(Dataset items)

/---

PR #6307, opened 2026-07-21
fix(engine): support "prevent N of that damage" static prevention shields

### LINKED ISSUE #5902: Heart-shaped herb does not reduce damage — [[heart-shaped herb]] should reduce incoming player damage by 1, but isn't a…
Reported in Discord: https://discord.com/channels/1485498006781427802/1526749271230255246/1526749271230255246

**Thread:** Heart-shaped herb does not reduce damage
**Discord thread id:** `1526749271230255246`
**Discord message id:** `1526749271230255246`
**Cards:** heart-shaped herb

## Summary
[[heart-shaped herb]] should reduce incoming player damage by 1, but isn't affecting it at all.

## Reported text

[[heart-shaped herb]] should reduce incoming player damage by 1, but isn't affecting it at all.

## Attachments

- [game-state-turn-25-2026-07-15T00-35-33-973Z.zip](https://cdn.discordapp.com/attachments/1526749271230255246/1526749271615995974/game-state-turn-25-2026-07-15T00-35-33-973Z.zip?ex=6a59790f&is=6a58278f&hm=7cfea6fdbf470f706e3110b872759a994c5e02b27ebc13a38a2546aef679e4d9&)

### heart-shaped herb
If a source an opponent controls would deal damage to you, prevent 1 of that damage.
{2}, {T}, Sacrifice this artifact: You may sacrifice a creature. If you do, return that card to the battlefield under its owner's control with three +1/+1 counters on it and you become the monarch.

---
<sub>report_id: `discord:1526749271230255246:1526749271230255246:0` · discord: `1526749271230255246/1526749271230255246`</sub>

rsnetworkinginc:
## Summary

Heart-Shaped Herb's own text ("If a source an opponent controls would deal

\---

Your response must be one number, namely how many lines of the data contain the string "that".

3